On 5/31/21 5:46 PM, data pulverizer wrote:
On Monday, 31 May 2021 at 21:26:15 UTC, Steven Schveighoffer wrote:
You need to call it wherever you think it might not have been called yet.
It's reentrant, so if you call it more than once, it will only
initialize once, and count how many times you have to call
`Runtime.terminate`.
Best to use a `scope(exit)` to call `Runtime.terminate` if you are
calling it periodically.
Many thanks!
Something interesting is using arrays.

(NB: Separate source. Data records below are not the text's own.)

PR #16769, opened 2025-04-05
Kill mutation for CheckstyleAntTask

smita1078:
#14019

- A surviving mutant was detected in `getListeners()` where the call to `formatters.size()` was removed 
(and replaced with a constant), causing the listener count to always be 1 even when multiple formatters are configured.

- To kill this mutant, added a new test (testMultipleFormatterListenerCount()) that configures 
the CheckstyleAntTask with two formatters (an XML formatter and a SARIF formatter), executes the task, 
and then asserts that getListenerCountForTesting() returns 2. If the mutant is present, the listener 
count would be incorrect (i.e. 1), and the test would fail.

- This change ensures that the logic for determining the number of 
listeners is based on the actual size of the formatter list. 

```
<mutation unstable="false">
    <sourceFile>CheckstyleAntTask.java</sourceFile>
    <mutatedClass>com.puppycrawl.tools.checkstyle.ant.CheckstyleAntTask</mutatedClass>
    <mutatedMethod>getListeners</mutatedMethod>
    <description>removed call to java/util/List::size</description>
    <lineContent>final int formatterCount = Math.max(1, formatters.size());</lineContent>
  </mutation>
```
Before:

Screenshot 2025-04-05 121003

```
Smita Prajapati@Smita-5ESU2EG5 MINGW64 ~/checkstyle (KillMutant)
$ groovy .ci/pitest-survival-check-xml.groovy "$PITEST_PROFILE"

Source File: "CheckstyleAntTask.java"
Class: "com.puppycrawl.tools.checkstyle.ant.CheckstyleAntTask"
Method: "getListeners"
Line Contents: "final int formatterCount = Math.max(1, formatters.size());"
Mutator: "org.pitest.mutationtest.engine.gregor.mutators.NonVoidMethodCallMutator"
Description: "removed call to java/util/List::size"
Line Number: 454
```
After:
Screenshot 2025-04-05 121502

```
$ groovy .ci/pitest-survival-check-xml.groovy "$PITEST_PROFILE"
No new surviving mutation(s) found.
```

### DIFF
--- a/src/main/java/com/puppycrawl/tools/checkstyle/ant/CheckstyleAntTask.java
+++ b/src/main/java/com/puppycrawl/tools/checkstyle/ant/CheckstyleAntTask.java
@@ -239,6 +239,17 @@ public class CheckstyleAntTask extends Task {
         executeIgnoredModules = omit;
     }
 
+    /**
+     * Returns the number of listeners created by getListeners().
+     *
+     * <p>Public access is intentional to allow test access.</p>
+     *
+     * @return the number of formatter-based listeners.
+     */
+    public int getListenerCountForTesting() {
+        return getListeners().length;
+    }
+
     ////////////////////////////////////////////////////////////////////////////
     // Setters for Root Module's configuration attributes
     ////////////////////////////////////////////////////////////////////////////
--- a/config/pitest-suppressions/pitest-ant-suppressions.xml
+++ b/config/pitest-suppressions/pitest-ant-suppressions.xml
@@ -75,15 +75,6 @@
   <mutation unstable="false">
     <sourceFile>CheckstyleAntTask.java</sourceFile>
     <mutatedClass>com.puppycrawl.tools.checkstyle.ant.CheckstyleAntTask</mutatedClass>
-    <mutatedMethod>getListeners</mutatedMethod>
-    <mutator>org.pitest.mutationtest.engine.gregor.mutators.NonVoidMethodCallMutator</mutator>
-    <description>removed call to java/util/List::size</description>
-    <lineContent>final int formatterCount = Math.max(1, formatters.size());</lineContent>
-  </mutation>
-
-  <mutation unstable="false">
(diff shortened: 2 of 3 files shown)


src/main/java/com/puppycrawl/tools/checkstyle/ant/CheckstyleAntTask.java
```diff
@@ -239,6 +239,17 @@ public void setExecuteIgnoredModules(boolean omit) {
...
 
+    /**
+     * Returns the number of listeners created by getListeners().
+     *
+     * <p>Public access is intentional to allow test access.</p>
+     *
+     * @return the number of formatter-based listeners.
+     */
+    public int getListenerCountForTesting() {
+        return getListeners().length;
```
romani, line 250: No. We can not change code in favor of test, to only test benefits it.

Try
```

        final AuditListener[] listeners = new AuditListener[formatters.size()];

```

romani (changes requested):
Items

src/main/java/com/puppycrawl/tools/checkstyle/ant/CheckstyleAntTask.java
smita1078: Understood,  @romani  I made the changes, but I am unable to generate pitest report..
image
Gives me this error , it was working fine earlier, I am facing this error today itself..

romani: Do `mvn clean `. Each mvn should have `clean`

smita1078: Did mvn clean, but this error still persists

smita1078: Also it is giving this error,

image

But I see there is no issue with the TokenUtil tests..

I can see that if you instantiate
an array within the D function using `new`, for instance
```
auto result = new double[n];
```
you can't return that array to Julia (or whatever) if your function does
```
scope(exit) Runtime.terminate();
```
and it segfaults. But while you can do:
```
auto result = cast(double*)malloc(double.sizeof * n);
```
you're left with the issue of not being able to free the memory since
you've terminated the runtime.
So I guess you have to appropriately pair up `initialize` and
`terminate` as appropriate to kind of *startup* and and *shutdown* the
connection with druntime with your allocations if they stay within D?
You should use whatever Julia is expecting for memory management. I
don't know what that is, but typically you want to use your host
language's memory management system to create blocks instead of the D GC.